(meta)data(sette)
This post is part of my Metadata Workflow Series.
Intro
After running cleanup.sh I like to make a local copy of it as a tab-separated file I can do various things with, including storing it in SQLite database with Datasette which, among other things, allows me to link the metadata with their associated text files.
The Code
As usual, it’s a shell script.
#!/usr/bin/env zsh
I use wget to save the data to my local machine. Getting the URL right took a little Googling and turned up this great answer on Stack Overflow. The spreadsheet has to be published to the web in order for this to work.
wget -q -O ./all_data.tsv https://docs.google.com/spreadsheets/d/e/2PACX-1vQkoFBuqjcBX-a_xT3IfTmLmUJ0LZme8Mj16sIdqqEC9Z_vPmyHJKiTCRrZHPaSsxI-4lKaLkWD_XSk/pub\?gid\=0\&single\=true\&output\=tsv
The Database
I then (re)create the SQLite database containing the bill metadata and the summary text files using Simon Willison’s extraordinarily easy to use sqlite-utils.
First, I drop the existing tables that hold the core data.
sqlite-utils drop-table summaries.db actions
sqlite-utils drop-table summaries.db files
Then I recreate the actions
table, which is the table that holds the bill metadata
sqlite-utils insert summaries.db actions all_data.tsv --tsv -d
I rename the columns for from the spreadsheet for use in the database. There may be a better way to do this, but this works.
sqlite-utils transform summaries.db actions --rename "Congress" "congress" --rename "Session" "session" --rename "PL Num (if applicable)/PVTL Num" "pl_num" --rename "Bill Type" "bill_type" --rename "Bill Number " "bill_number" --rename "Sponsor" "sponsor" --rename "Committee" "committee" --drop "Action Code" --drop "Summary Version Code" --drop "Report Number" --rename "Action" "action" --rename "Action Date" "action_date" --rename "Associated Summary Text File Name" "summary_text_file_name" --rename "Questions/Comments" "questions_comments"
Now I insert all the text file summaries on my local machine into the database.

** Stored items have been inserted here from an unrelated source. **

PR #1549, opened 2016-12-19
fix bug about utf-8 space

xinyuan-liu:
replace b'\xa0' with b'\x00\xa0'.
'\x00\xa0' is a white space in utf-8 but not 'x\a0'.
The old version may trigger a 'utf-8 decode error' in python when the string contains a utf-8 character which has a byte a0, such as '传' in chinese.

eg:
parser=StanfordParser(model_path='PATH_TO_chineseFactored.ser.gz')
parser.parse('射雕英雄传 是 谁 的 作品')

### DIFF
--- a/nltk/parse/stanford.py
+++ b/nltk/parse/stanford.py
@@ -216,7 +216,7 @@ class GenericStanfordParser(ParserI):
                                       stdout=PIPE, stderr=PIPE)
                 
             stdout = stdout.replace(b'\xc2\xa0',b' ')
-            stdout = stdout.replace(b'\xa0',b' ')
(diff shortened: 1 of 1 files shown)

sqlite-utils insert-files --text summaries.db files 74*/*.txt
This ends up saving the directory name and file name in the files
tables’s path
column. We just want the file name since that’s what is recorded in the actions
table. The following fixes that for us.
sqlite-utils convert summaries.db files path 'value.split("/")[1]'
Now we can link up the two tables
sqlite-utils add-foreign-key summaries.db actions summary_text_file_name files path --ignore
and publish the database as an app on Heroku.
datasette publish heroku summaries.db --name "llc" --tar "/usr/local/bin/gtar" --install=datasette-saved-queries
Local Copies of the Data
Next I massage the data a little bit to allow for some simple analysis on the command line with MIller. The awk
command drops the columns that don’t have any data in them and the Miller command fills empty spots in the Sponsor
and Committee
columns, making the data bit tidy-er.
awk 'BEGIN{FS=OFS="\t"}{print $1, $2, $4, $5, $6, $7, $11, $12}' all_data.tsv | mlr --tsv fill-down -f Sponsor,Committee then cat > filled_metadata.tsv
Finally, to allow for easier reading of the spreadsheet by humans, the following awk command puts a blank line between each bill. $5
refers to the Bill Number
column.
# insert blank lines between bills for pasting into final spreadsheet
awk 'BEGIN{FS="\t"} {cur=$5} NR>1 && cur!=prev {print ""} {prev=cur; print}' all_data.tsv > spaced_metadata.tsv
Next Time
This wraps up the core workflow, so now it’s time to move on how I actually use the Datasette web interface and SQL queries to check metadata quality.